Oliver escuchó a la mujer contarle acerca del caso
sin interrumpirla y entre palabra y palabras la sentía a punto de ponerse a llorar.
Esperó a que ella se desahogara para comenzar a hablar él.
—Necesito que haga lo siguiente –le dijo con la voz
firme y la mente tratando de imaginar la escena del crimen.
Ella le había dicho: “Justo al salir de la casa”
eso significaba que las primeras huellas, fueran las que fueran, estaban allí.
—Sí hay gente, vehículos o lo que sea en el lugar
oblíguelos a apartarse. Necesito recoger huellas. Las que sean. Dese prisa.
—Ok –dijo la mujer del otro lado.
—Luego espérenme. Llego en una hora.
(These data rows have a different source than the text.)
PR #1133, opened 2018-05-09
Add implementations for hiding and showing variables and lists.

### LINKED ISSUE #308: Implement monitor manager, show/hide variable/list blocks
Needs to interact with the scratch-blocks flyout checkboxes and https://github.com/LLK/scratch-render/issues/19 to display monitors when appropriate. Also need to update the SB2 importer to know when to display monitors by default.

paulkaplan:
### Resolves

Fixes https://github.com/LLK/scratch-vm/issues/308

### Proposed Changes

Implement the show/hide list and variable blocks by simply issuing the same change event to the runtime monitor blocks as scratch-blocks does when the monitor checkboxes are checked.

### Reason for Changes

The opcodes need to be implemented in the VM. 

Note: to get them back into the toolbox, we need to change that in blocks.

Tested using this example project: #221755484

It has keyboard controls for show/hide variable ("space", "left arrow") and show/hide list ("a", "b").

---

@kchadha currently the blocks container responds to these events by slicing the monitor record out of the monitor state, which like we talked about will lose some state we might want to keep track of. In the future, as an improvement, we could follow up with this by setting the visibility instead of removing the monitor.

### DIFF
--- a/src/blocks/scratch3_data.js
+++ b/src/blocks/scratch3_data.js
@@ -18,6 +18,8 @@ class Scratch3DataBlocks {
             data_variable: this.getVariable,
             data_setvariableto: this.setVariableTo,
             data_changevariableby: this.changeVariableBy,
+            data_hidevariable: this.hideVariable,
+            data_showvariable: this.showVariable,
             data_listcontents: this.getListContents,
             data_addtolist: this.addToList,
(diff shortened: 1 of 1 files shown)


kchadha (approved):
Looks good!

No dejen que
nadie toque nada que esté relacionado con el secuestro.
—Si hubiéramos sabido antes –se quedó la mujer del
otro lado—. Hay un montón de periodistas, policías y curiosos allí afuera.
—Pídales a los policías que coloquen una cinta
amarilla alrededor del lugar. Eso ayudará un poco.
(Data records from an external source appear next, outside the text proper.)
PR #1140, opened 2018-05-10
Add translate extension to the extension manager.

picklesrus:
### Proposed Changes

Add translate extension to extension manager so all changes to enable it are gui only.

### Reason for Changes

For now just makes my life easier... :)  But someday it will be necessary anyway.


ericrosenbaum (approved):
LGTM!

PR #1142, opened 2018-05-11
Update tx/config for Scratch 3.0

chrisgarrity:
Update transifex config to be able to use transifex command line to sync with Scratch 3.0 editor project on transifex..


thisandagain (approved):
🎉

PR #1144, opened 2018-05-11
Re-apply "Dynamically load music extension manifest"

rschamp:
Reverts LLK/scratch-vm#1143 (Re-applies #1105 )

This is a good optimization for file size and memory usage, but we need to resolve configuring scratch-gui before pulling this in.


thisandagain:
Closing until @rschamp and @ericrosenbaum have time to readdress.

—Ok. Yo les digo. Por favor apúrese. Tengo tanto
miedo por mi papá.
—No se preocupe –la calmó Oliver experto ahora en
este tipo de cuestiones—. Si han dado de plazo tres días significa que tenemos
tiempo suficiente.
La calmó todo lo que pudo y cerrando la llamada le
dijo a Paola:
—Estos son secuestradores que vuelan alto.
Paola, con aprehensión se aferró a su esposo.
—¿Por qué no dejas que Castro se encargue de eso?
Me da un miedo terrible cada vez que tomas uno de esos casos.
—No es tan complicado como parece –le dijo él para
tranquilizarla.
Siempre era lo mismo. Cada vez que recibía un nuevo
caso, no importaba lo que fuera, ella le suplicaba que no fuera él sino otro el
que lo resolviera.
—Siempre me dices lo mismo y aquí me quedo con la
idea de que te puede pasar algo.
—¿Qué puedo hacer, mi amor? Es mi trabajo.
—Sí, un trabajo muy peligroso. Yo quiero que
Margarita tenga padre no una tumba que visitar.
Oliver amaba a Paola con todo su corazón, pero
cuando se entablaban aquellas discusiones entre lo que hacía y lo que no debía
de hacer siempre terminaba algo triste. A él le apasionaba su trabajo. Era su
segunda piel, su vida en otras palabras. Pero, ella lo sabía. Lo había conocido
en la resolución del caso de su sobrina y además lo habían hablado tanto y
tantas veces al hacerse novios.
Oliver bajó su cabeza hasta el redondo vientre de
Paola y le dio un beso suave. Ella le acarició la cabeza.
—No se preocupe, mi bebé –le dijo a la panza—, aquí
estará su padre para recibirla cuando regrese.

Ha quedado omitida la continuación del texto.